Source data:

PR #734, opened 2020-08-23
Removing code blocks for USD 19.07

kxl-adsk:
With recent support added for USD 20.08, we are dropping support for fairly old 19.07.

### DIFF
--- a/doc/build.md
+++ b/doc/build.md
@@ -31,7 +31,7 @@ See Pixar's official github page for instructions on how to build USD: https://g
 
 |               |      ![](images/pxr.png)          |        
 |:------------: |:---------------:                  |
-|  CommitID/Tags | release: [v19.07](https://github.com/PixarAnimationStudios/USD/releases/tag/v19.07) or [v19.11](https://github.com/PixarAnimationStudios/USD/releases/tag/v19.11) or [v20.02](https://github.com/PixarAnimationStudios/USD/releases/tag/v20.02) or [v20.05](https://github.com/PixarAnimationStudios/USD/releases/tag/v20.05) or [v20.08](https://github.com/PixarAnimationStudios/USD/releases/tag/v20.08) <br> dev: [8a13d20](https://github.com/PixarAnimationStudios/USD/commit/8a13d20062d14d486b7e130d252c4652aab0263e) |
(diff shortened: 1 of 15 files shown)


kxl-adsk:
@HamedSabri-adsk what's the string that you were looking for? I examined a few files that you have listed, but then do not have code conditionally compiled for `19.07`. Is it possible that you made a mistake and looked for `19.11`?

HamedSabri-adsk:
@kxl-adsk right, I explicitly searched for both 19.07 and 19.11. 

The places that I mentioned above are where we have 19.11.  If I am not mistaking, there are places in those files that we still implicitly use code from earlier version of 19.11.

e.g lib/mayaUsd/render/mayaToHydra/renderOverride.cpp

```
#if USD_VERSION_NUM >= 1911
#include <pxr/imaging/hd/rendererPluginRegistry.h>
#else
#include <pxr/imaging/hdx/rendererPluginRegistry.h>
PXR_NAMESPACE_OPEN_SCOPE
using HdRendererPluginRegistry = HdxRendererPluginRegistry;
PXR_NAMESPACE_CLOSE_SCOPE
#endif
```
The else condition above happens to older version of 19.11.  I was under the impression that these needs to be also removed?

kxl-adsk:
Good catch...my weekend brain missed that!

kxl-adsk:
@HamedSabri-adsk see https://github.com/Autodesk/maya-usd/pull/734/commits/4a3876851c20502b3e8664c1f7917708d63f9f88

HamedSabri-adsk:
@kxl-adsk  Thank you for the changes. 

There are couple of places in lib/mayaUsd/render/pxrUsdMayaGL/batchRenderer.cpp that can be cleaned up :

**line 880 - 888**
**line 990 - 1006**
**line 1266 -1276**

kxl-adsk:
@HamedSabri-adsk what exactly you propose to remove at these lines? For example
```
#if USD_VERSION_NUM > 1911
                "        HIT:\n"
                "            delegateId      : %s\n"
                "            objectId        : %s\n"
                "            normalizedDepth : %f\n",
                hit.delegateId.GetText(),
                hit.objectId.GetText(),
                hit.normalizedDepth);
#else
                "        HIT:\n"
                "            delegateId: %s\n"
                "            objectId  : %s\n"
                "            ndcDepth  : %f\n",
                hit.delegateId.GetText(),
                hit.objectId.GetText(),
                hit.ndcDepth);
#endif
```

Else case is required for 19.11 version.

HamedSabri-adsk:
@kxl-adsk  the else condition applies to older version of 19.11

https://github.com/Autodesk/maya-usd/blob/4a3876851c20502b3e8664c1f7917708d63f9f88/lib/mayaUsd/render/pxrUsdMayaGL/batchRenderer.cpp#L888-L896

PR #736, opened 2020-08-24
Remove unused map

HamedSabri-adsk:
Removing unused map in UsdMayaImportTranslator::reader


plugin/adsk/plugin/importTranslator.cpp
```diff
@@ -58,7 +58,6 @@ UsdMayaImportTranslator::reader(
         MPxFileTranslator::FileAccessMode  /*mode*/)
 {
     std::string fileName(file.fullName().asChar(), file.fullName().length());
-    std::map<std::string, std::string> variants;
```
HamedSabri-adsk, line 61: Hmm.... I am wondering why this was not caught by the compiler?

kxl-adsk: indeed!

PR #737, opened 2020-08-24
Eliminate any std::bind in favor of lambda

HamedSabri-adsk:
Favour lambda over std::bind to avoid the unnecessary overheads that comes with std::bind

### DIFF
--- a/lib/mayaUsd/fileio/functorPrimReader.cpp
+++ b/lib/mayaUsd/fileio/functorPrimReader.cpp
@@ -45,10 +45,9 @@ UsdMayaPrimReaderRegistry::ReaderFactoryFn
 UsdMaya_FunctorPrimReader::CreateFactory(
     UsdMayaPrimReaderRegistry::ReaderFn readerFn)
 {
-    return std::bind(
-            Create,
-            std::placeholders::_1,
-            readerFn);
+    return [=](const UsdMayaPrimReaderArgs& args) { 
+        return Create(args, readerFn); 
+    };
 }
 
 PXR_NAMESPACE_CLOSE_SCOPE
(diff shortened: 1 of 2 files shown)


lib/mayaUsd/fileio/functorPrimWriter.cpp
```diff
@@ -107,12 +107,11 @@ UsdMayaPrimWriterRegistry::WriterFactoryFn
...
-    return std::bind(
-            Create,
-            std::placeholders::_1,
-            std::placeholders::_2,
-            std::placeholders::_3,
-            fn);
+    return [=](const MFnDependencyNode& depNodeFn, 
+               const SdfPath& usdPath, 
+               UsdMayaWriteJobContext& jobCtx) { 
+        return Create(depNodeFn, usdPath, jobCtx, fn);
```
HamedSabri-adsk, line 113: `fn` is explicitly captured by copy ( notice = )

lib/mayaUsd/fileio/functorPrimReader.cpp
```diff
@@ -45,10 +45,9 @@ UsdMayaPrimReaderRegistry::ReaderFactoryFn
 UsdMaya_FunctorPrimReader::CreateFactory(
     UsdMayaPrimReaderRegistry::ReaderFn readerFn)
 {
-    return std::bind(
-            Create,
-            std::placeholders::_1,
-            readerFn);
+    return [=](const UsdMayaPrimReaderArgs& args) { 
+        return Create(args, readerFn); 
+    };
```
HamedSabri-adsk, line 50: `readerFn` is explicitly captured by copy ( notice = )

PR #738, opened 2020-08-24
adapt to refactoring in core USD of registry handling of prim specs versus prim definitions

mattyjams:
These changes were made by the core USD team to allow some refactoring in the schema registry. They make use of API added in core USD version 20.05 so older APIs can be removed for later versions of USD. Support for older versions of USD is maintained as well.

The changes here are required to build against core USD at commit https://github.com/PixarAnimationStudios/USD/commit/0e3171a02b5b854c36d58c4ca74c7a8fa3ac2b8a or later.


mattyjams:
Rebased to resolve merge conflict in `doc/build.md` following PR #734.

PR #741, opened 2020-08-25
migrate testProxyShapeDrawLighting and testProxyShapeDrawPurpose to test/... area

mattyjams:
Following on from #706, this moves the `testProxyShapeDrawLighting` and `testProxyShapeDrawPurpose` tests from `plugin/pxr/maya/lib/pxrUsdMayaGL` to `test/lib/mayaUsd/render/pxrUsdMayaGL`.

Internally, the images generated by these tests are compared against the baseline images to verify that the results match visually. Otherwise, there are no assertions in the test scripts themselves. If/when we add a system for performing image diffs to the CMake testing infrastructure, we could add that for these tests.


mattyjams:
> @mattyjams great work! Newly added tests passed successfully on my Windows + Maya beta .
> 
> Test #5: testProxyShapeDrawLighting ....... Passed 42.78 sec
> Test #6: testProxyShapeDrawPurpose ........ Passed 16.67 sec

Great, thanks for giving it a try @HamedSabri-adsk!

PR #751, opened 2020-08-29
use the un-linearized lambert transparency to author displayOpacity when using displayColors shading mode

mattyjams:
Prior to PR #707, the un-linearized transparency value was being used to compute a transparency "average", which was then used to author `displayOpacity` on the bound gprim if it did not already have an authored `displayOpacity`, as well as a `displayOpacity` input on the shader prim. It looks like an unintended side effect of #707 was that it was made to use the linearized transparency for this purpose instead. Note the use of the linearized `transparency` instead of the previously un-linearized `mayaTransparency` here:
https://github.com/Autodesk/maya-usd/pull/707/files#diff-5fe2e05011c04068f0f7249a36061532R138

Both of these behaviors seem somewhat dubious. It doesn't really seem like the shading mode exporter should be authoring `displayOpacity` of the bound gprim, since that is more a property of the geometry than the material. It also doesn't appear as if the `displayOpacity` input being authored on the shader prim is used for anything.

Ignoring those two oddities for now, the changes here should address the "regression" introduced by #707. We can revisit the behavior of the displayColors shading mode (or better yet work towards removing it!) in follow-up commits.

### DIFF
--- a/lib/mayaUsd/fileio/shading/shadingModeDisplayColor.cpp
+++ b/lib/mayaUsd/fileio/shading/shadingModeDisplayColor.cpp
@@ -99,6 +99,13 @@ private:
 
         GfVec3f color;
         GfVec3f transparency;
+
+        // We might use the Maya shading node's transparency to author a scalar
+        // displayOpacity value on the UsdGeomGprim, as well as an input on the
+        // shader prim. How we compute that value will depend on which Maya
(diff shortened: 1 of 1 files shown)


JGamache-autodesk (approved):
OK, I see the mistake I made in previous PR. Fix looks good to me.

PR #757, opened 2020-08-31
[mtoh] Add option to schedule updates through Qt instead of Maya.

marsupial:
This PR addresses two outstanding issues:
  - The refresh on idle callback being done for every delegate separately, and incurring a bit of a penalty to get the update.
  - There's an outstanding issue in Maya where a user holding the mouse down button will block all updates....We'd like to think our users are going to be actively using their cursor and would still like visual feedback in those cases.

From offline conversations it seems 2 is in your court to solve, but this provides a work-around until then.
I does introduce Qt as a dependency into **mtoh** (which I think no-one really wants) but we need to get around the issue at hand.

**-DMTOH_QT_UPDATES=OFF** can be used to make **mtoh** use a modified version of the old code-path (using an MTimer callback, but that version moves away from `MGlobal::executeOnIdle('refresh -f')` in favor of `M3dView::scheduleRefreshAllViews()`

### DIFF
--- a/lib/mayaUsd/render/mayaToHydra/CMakeLists.txt
+++ b/lib/mayaUsd/render/mayaToHydra/CMakeLists.txt
@@ -2,6 +2,17 @@ set(TARGET_NAME mtoh)
 
 add_library(${TARGET_NAME} SHARED)
 
+
+# -----------------------------------------------------------------------------
+# options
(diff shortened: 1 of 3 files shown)


kxl-adsk:
This has been logged internally as MAYA-110426 as an improvement for Maya. I will close this PR.

PR #761, opened 2020-09-03
migrate more pxrUsdMayaGL tests from plugin/pxr/... to test/...

mattyjams:
These commits move a whole bunch more interactive tests previously in the `plugin/pxr/...` area over to the project-level `test/...` area.

All of the tests were "sanitized" to remove usage of the `pxrUsd` plugin and the `pxrUsdProxyShape` and `pxrUsdReferenceAssembly` nodes. They are now all authored in terms of the `mayaUsdPlugin` and `mayaUsdProxyShape`.

I realized that I forgot to do this sanitization in #741, so I'll put up a separate PR that cleans up `testProxyShapeDrawLighting` and `testProxyShapeDrawPurpose`.

One thing to note about `testProxyShapeDrawColorAccuracy` and `testProxyShapeDrawVisibility`: These tests previously took advantage of the feature with `pxrUsdProxyShape` to set variants directly on the proxy shape. This doesn't exist on `mayaUsdProxyShape`, since the expectation is that you would make those selections directly in USD through UFE. For those two, I added a new "wrapper" USD file that makes the shadingVariant selection and pointed the proxies at those instead of the originals.

Sorry this ended up being fairly large, but it's *mostly* just file moves. Each test was migrated in its own commit. There were touch-ups to the Python test scripts, and then probably the bulk of the actual diffs are in the Maya scenes where I had to replace `pxrUsdProxyShape` with `mayaUsdProxyShape`.


test/lib/mayaUsd/render/pxrUsdMayaGL/testProxyShapeDrawAndTransform.py
```diff
@@ -47,15 +46,6 @@ def setUp(self):
...
 
-    def _LoadAssemblies(self):
-        loadStartTime = cmds.timerX()
-
-        UsdMaya.LoadReferenceAssemblies()
-
-        loadElapsedTime = cmds.timerX(startTime=loadStartTime)
-
-        Tf.Status("Load Elapsed Time: %f" % loadElapsedTime)
-
```
mattyjams, line 58: No assemblies anymore, so assembly-related code was removed.

test/lib/mayaUsd/render/pxrUsdMayaGL/testProxyShapeDrawColors.py
```diff
@@ -21,30 +21,36 @@
...
 class testProxyShapeDrawColors(unittest.TestCase):
+
     @classmethod
     def setUpClass(cls):
         # The test USD data is authored Z-up, so make sure Maya is configured
         # that way too.
         cmds.upAxis(axis='z')
 
-        cmds.loadPlugin('pxrUsd')
+        cmds.loadPlugin('mayaUsdPlugin')
```
mattyjams, line 33: We still explicitly load `mayaUsdPlugin` here because the Maya scene doesn't have a `requires` line for it, and because we use `mayaUSDExport()` and `mayaUSDImport()` below.

test/lib/mayaUsd/render/pxrUsdMayaGL/testProxyShapeDrawPerformance.py
```diff
@@ -15,10 +15,6 @@
 # limitations under the License.
 #
 
-from future.utils import iteritems
```
mattyjams, line 18: I dropped this from all of the tests to remove this dependency.

test/lib/mayaUsd/render/pxrUsdMayaGL/testProxyShapeDrawPerformance.py
```diff
@@ -50,7 +46,8 @@ def setUpClass(cls):
     @classmethod
     def tearDownClass(cls):
         statsOutputLines = []
-        for profileScopeName, elapsedTime in iteritems(cls._profileScopeMetrics):
+        for profileScopeName in cls._profileScopeMetrics.keys():
+            elapsedTime = cls._profileScopeMetrics[profileScopeName]
```
mattyjams, line 50: Pretty straightforward tweak to remove `iteritems`.

test/lib/mayaUsd/render/pxrUsdMayaGL/testProxyShapeDrawPerformance.py
```diff
@@ -59,8 +56,8 @@ def tearDownClass(cls):
             }
             statsOutputLines.append(json.dumps(statsDict))
 
-        statsOutput = '\n'.join(statsOutputLines)
-        perfStatsFilePath = '%s/perfStats.raw' % cls._testDir
+        statsOutput = os.linesep.join(statsOutputLines)
+        perfStatsFilePath = os.path.join(cls._testDir, 'perfStats.raw')
```
mattyjams, line 60: A few other tweaks like these to make sure all platforms are supported.

test/lib/mayaUsd/render/pxrUsdMayaGL/testProxyShapeDrawUsdChangeProcessing.py
```diff
@@ -84,39 +99,6 @@ def _RunTest(self, dagPathName):
...
-        self._testName = 'UsdChangeProcessingTest_Assembly'
-
-        mayaSceneFile = '%s.ma' % self._testName
-        mayaSceneFullPath = os.path.abspath(mayaSceneFile)
-        cmds.file(mayaSceneFullPath, open=True, force=True)
-
-        UsdMaya.LoadReferenceAssemblies()
-
-        assemblyDagPathName = '|UsdChangeProcessingTest|Primitive'
-        self._RunTest(assemblyDagPathName)
```
mattyjams, line 102: The assembly case was removed, so everything was collapsed from `_RunTest()` into `testUsdChangeProcessingProxy()`.

test/lib/mayaUsd/render/pxrUsdMayaGL/testProxyShapeLiveSurface.py
```diff
@@ -15,35 +15,17 @@
...
-    from PySide2.QtTest import QTest
-    from PySide2.QtWidgets import QWidget
-
-    from shiboken2 import wrapInstance
-else:
-    from PySide import QtCore
-    from PySide.QtTest import QTest
-    from PySide.QtGui import QWidget
-
-    from shiboken import wrapInstance
```
mattyjams, line 42: Removed all the support for PySide, dropping Maya 2016 and earlier.

mattyjams:
One small addition here with 17f789afbf5d655ba17b392c8e74a11fd1597a96. The Pixar batch renderer actually represents the USD in the `testProxyShapeLiveSurface` test in the wrong location since the Pixar workflows never really supported directly referencing a root prim with a transformation on it. That test assumes the transformation is being ignored, so I just removed it from the USD. This ensures that it matches the VP2.0 render delegate, which does support this correctly.

HamedSabri-adsk (approved):

test/lib/mayaUsd/render/pxrUsdMayaGL/CMakeLists.txt
```diff
@@ -14,6 +14,7 @@ set(TEST_SCRIPT_FILES
     testProxyShapeDuplicatePerformance.py
     testProxyShapeLiveSurface.py
     testProxyShapeRendererSceneMessages.py
+    testProxyShapeSelectionPerformance.py
```
HamedSabri-adsk, line 17: @mattyjams 

As a FYI, I noticed that both testProxyShapeLiveSurface and testProxyShapeSelectionPerformance fail on my Windows after syncing to the latest dev changes.

@kxl-adsk  I believe you mentioned the same failure on your side.  I don't think I notice these failures when I originally reviewed this PR but they show up now. 

Requires more investigation.

```
98% tests passed, 2 tests failed out of 127

Label Time Summary:
interactive          = 847.06 sec*proc (14 tests)
pxrUsdMayaGL         = 847.06 sec*proc (14 tests)
translators          = 643.22 sec*proc (52 tests)
ufe                  = 264.30 sec*proc (21 tests)
usdPreviewSurface    =  20.88 sec*proc (2 tests)

Total Test time (real) = 212.37 sec

The following tests FAILED:
         15 - testProxyShapeLiveSurface (Failed)
         17 - testProxyShapeSelectionPerformance (Failed)
```

mattyjams: Ahh, sorry about that @HamedSabri-adsk. They've been passing for me on Linux. I briefly had access to a Windows machine before we left the studio, but I've since lost that. :/

Do you have any logs handy from failed runs of either of those tests? And I assume all of the other `pxrUsdMayaGL` tests are passing?

Just a wild guess without any more detail for the moment, but the one thing common to these two tests and absent from all the others is the shenanigans they pull dealing with PySide2 and shiboken2 so that they can emulate clicking in the viewports. Maybe there's something there that's problematic on Windows?

Let me know what I can do to help get to the bottom of that!

kxl-adsk: Indeed I saw these when validating your change @mattyjams and before merging. I was confused because @HamedSabri-adsk run the tests and they were passing. The explanation I found is that we can be using builds of Maya with asserts enabled. When we do, these tests will cause Maya to assert when the application is exiting. This then causes the test to fail. You won't get it with the official build of Maya.

The assert seems to be complaining that there are still some shared GL widgets alive when we are releasing resources.

mattyjams: Thanks for the extra info @kxl-adsk. Makes sense then why I might not be seeing those failed asserts.

I took a wild stab at addressing this in #777, so we can continue the investigation there.

PR #764, opened 2020-09-04
remove test dependencies on Python future past, and builtin.zip

mattyjams:
This removes the usage of `future`, `past`, and `builtin.zip` in tests. This simplifies the Python environment setup when attempting to run tests on currently released versions of Maya with Python 2, but should still support Python 3 as well.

Task instructions: Beginning with the line that has "Both of these" and ending with the line that has "an input on the", set down the lines above exactly and include no others.

Solution for this task:
Both of these behaviors seem somewhat dubious. It doesn't really seem like the shading mode exporter should be authoring `displayOpacity` of the bound gprim, since that is more a property of the geometry than the material. It also doesn't appear as if the `displayOpacity` input being authored on the shader prim is used for anything.

Ignoring those two oddities for now, the changes here should address the "regression" introduced by #707. We can revisit the behavior of the displayColors shading mode (or better yet work towards removing it!) in follow-up commits.

### DIFF
--- a/lib/mayaUsd/fileio/shading/shadingModeDisplayColor.cpp
+++ b/lib/mayaUsd/fileio/shading/shadingModeDisplayColor.cpp
@@ -99,6 +99,13 @@ private:
 
         GfVec3f color;
         GfVec3f transparency;
+
+        // We might use the Maya shading node's transparency to author a scalar
+        // displayOpacity value on the UsdGeomGprim, as well as an input on the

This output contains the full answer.